At that moment Breeda and Pimmie arrived to take over the night shift. Pimmie took in the situation with one searchlight-like glance from her huge, liquid eyes.
‘On to the bed wit yer,’ she said to me. ‘On to the bed and lie as flat as yer can.’
‘But . . . I . . .’ I began to protest.
‘Stop yer blarney and on to the bed wit yer. Breeda, go and get some one-inch gauze bandage and some adrenaline. Quickly now.’
I lay down obediently and immediately discovered that the blood that had been running out of my nose now ran down the back of my throat and threatened to asphyxiate me. I sat up hurriedly.
‘I told yer to lie down,’ said Pimmie ominously.
‘Pimmie, dear, I can’t. I’ll choke on my own blood,’ I explained.
Pimmie flicked a couple of pillows behind my head with practised ease.
‘There now, is that better?’ she inquired.
‘Yes,’ I said.
Breeda had returned with a dish containing the things Pimmie had asked for. The bed was now bestrewn with bloodstained paper handkerchiefs and there wer
e five nurses clustered round my recumbent form.
‘Kiss me, Hardy,’ I implored, holding out my arms to Pimmie.
‘Quit yer blathering,’ she said severely, ‘and let me get this up yer nose.’
With great deftness she proceeded to plug my right nostril with a yard or so of bandage soaked in adrenalin as neatly and as impersonally as though she was stuffing a chicken. Then she pinched the bridge of my nose firmly between finger and thumb, at the same time applying ice to my temples.

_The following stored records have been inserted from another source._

PR #1564, opened 2023-07-18
lib: migrate flushable to RBtree

LPardue:
Rather than use a custom BTree format, use the same RBtree that is used
for readable and writable stream tracking and prioritization.

~Note that this appears to break some path related tests, hence the draft status.~ Test errors were only observed in local dev due to one missing change that was fixed during final pass before opening PR.

### DIFF
--- a/quiche/src/lib.rs
+++ b/quiche/src/lib.rs
@@ -3296,13 +3296,8 @@ impl Connection {
                         // set.
                         if (stream.is_flushable() || empty_fin) && !was_flushable
                         {
-                            let urgency = stream.urgency;
-                            let incremental = stream.incremental;
-                            self.streams.push_flushable(
-                                stream_id,
-                                urgency,
-                                incremental,
-                            );
+                            let priority_key = Arc::clone(&stream.priority_key);
+                            self.streams.insert_flushable(&priority_key);
                         }
 
                         self.stream_retrans_bytes += length as u64;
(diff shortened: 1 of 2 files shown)


quiche/src/lib.rs
```diff
@@ -4001,15 +3996,14 @@ impl Connection {
             path.active() &&
             !dgram_emitted
         {
-            while let Some(stream_id) = self.streams.peek_flushable() {
+            for stream_id in self.streams.flushable() {
```
ghedo, line 3999: For the purposes of this code we don't actually need the full iterator since we only end up using only one stream anyway, so I think we should keep the `peek_flushable()` API, which should be easy to implement on top of intrusive rbtree I think.

quiche/src/lib.rs
```diff
@@ -4001,15 +3996,14 @@ impl Connection {
...
                 let stream = match self.streams.get_mut(stream_id) {
                     // Avoid sending frames for streams that were already stopped.
                     //
                     // This might happen if stream data was buffered but not yet
                     // flushed on the wire when a STOP_SENDING frame is received.
                     Some(v) if !v.send.is_stopped() => v,
                     _ => {
-                        self.streams.remove_flushable();
```
ghedo, line 4012: This should stay?

ghedo (changes requested):
Nice! Added a couple of comments.

quiche/src/lib.rs
LPardue: Sure

ghedo (approved):

PR #1567, opened 2023-07-20
Fix broken send_on_path_test

PSUdaemon:
The function declaration of `sort()` is `fn sort(&mut self) -> ()` and so these tests were simply asserting `() == ()`. After correcting them they failed and so a change to `paths_iter()` is needed.

### DIFF
--- a/quiche/src/lib.rs
+++ b/quiche/src/lib.rs
@@ -5940,15 +5940,9 @@ impl Connection {
             sockaddrs: self
                 .paths
                 .iter()
-                .filter_map(|(_, p)| {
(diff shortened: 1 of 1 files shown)


ghedo:
So, it turns out the `paths_iter()` condition was right, but the test was broken, which was hidden by the `sort()` bug you fixed. I pushed a commit to fix it, baiscally the idea is that the packets that are created in the test need to actually be sent to the server, so it can reply to the PATH_CHALLENGEs, which in turn makes the client update the paths' state correctly.

ghedo:
Anyway, good catch, and thanks for the fix!

ghedo (approved):

PR #1568, opened 2023-07-20
remove unnecessary argument to decode_pkt

ehaydenr:
slices already encode their length, no need for extra len argument


ghedo (approved):

ghedo:
Merged, thanls!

I now had trickles of blood and water soaking into my pyjamas, but very soon the blood burst through the bandage and fell in great gouts on the sheets and pillow cases. Pimmie replaced the bandage with a fresh one. The bed and the room now looked like a cross between an abattoir and the front parlour of the Marquis de Sade after an evening’s soiree. Several bandages later, the blood was still flowing merrily. By this time all the nurses, with the exception of Pimmie and Breeda, had departed.

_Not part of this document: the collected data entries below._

PR #2053, opened 2025-05-12
Make initial RTT configurable

aochagavia:
Before this change, the initial RTT was hardcoded to `333`. With this change, it's now possible for the user to configure that value through `Config::set_initial_rtt`. This is important for high-latency networks.

Context: I'm collaborating with the [tiptop IETF working group](https://datatracker.ietf.org/doc/charter-ietf-tiptop/) to test QUIC in a deep-space setting.

cc @marcblanchet

### DIFF
--- a/quiche/src/lib.rs
+++ b/quiche/src/lib.rs
@@ -438,6 +438,9 @@ pub const MAX_CONN_ID_LEN: usize = crate::packet::MAX_CID_LEN as usize;
 /// The minimum length of Initial packets sent by a client.
 pub const MIN_CLIENT_INITIAL_LEN: usize = 1200;
 
+/// The default initial RTT.
+const DEFAULT_INITIAL_RTT: Duration = Duration::from_millis(333);
+
 #[cfg(not(feature = "fuzzing"))]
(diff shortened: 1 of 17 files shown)


quiche/src/lib.rs
```diff
@@ -8583,6 +8593,8 @@ impl<'a> Iterator for UnknownTransportParameterIterator<'a> {
 pub struct TransportParams {
     /// Value of Destination CID field from first Initial packet sent by client
     pub original_destination_connection_id: Option<ConnectionId<'static>>,
+    /// The initial RTT
+    pub initial_rtt: Duration,
```
ghedo: This isn't really a QUIC transport parameter, so I think it'd make more sense to add it directly to the `Config` struct.

aochagavia: That makes sense, just rebased and pushed a new version of the PR that has the parameter in `Config`

ghedo:
Merged, thanks @aochagavia!

aochagavia:
It's a bit late to mention, but I just wanted to thank you for finding the time to review and merge this. Very appreciated!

‘It’s no good,’ said Pimmie, frowning ferociously, ‘I’ll just have to tell the doctor. Lie still now. Breeda, see that he lies still.’
She left the room.
‘I hope she hasn’t gone to get Dr Grubbins,’ I said uneasily. ‘Charming though he is, I lack confidence in him as a doctor.’
‘I hope for your sake she hasn’t gone to fetch him,’ said Breeda placidly.
‘Why?’ I inquired, alarmed.
‘Well,’ said Breeda, ‘he’s not a good doctor at all. Honestly, if I had a patient who was ever so ill, I wouldn’t call him in. He’d kill them off for sure.’
‘That was rather the impression I gained,’ I admitted. ‘He had a certain je ne sais quoi about him that led me to suppose that he had not as yet passed the stage of pouring boiling pitch over the stump.’
‘Ignorant,’ said Breeda gloomily. ‘He thinks pasteurisation is something you do to the meadows that cows feed in.’
‘And that Lister is something a boat does when it’s badly loaded?’ I inquired, entering into the spirit of the game. ‘Or does he merely think that he was a famous composer?’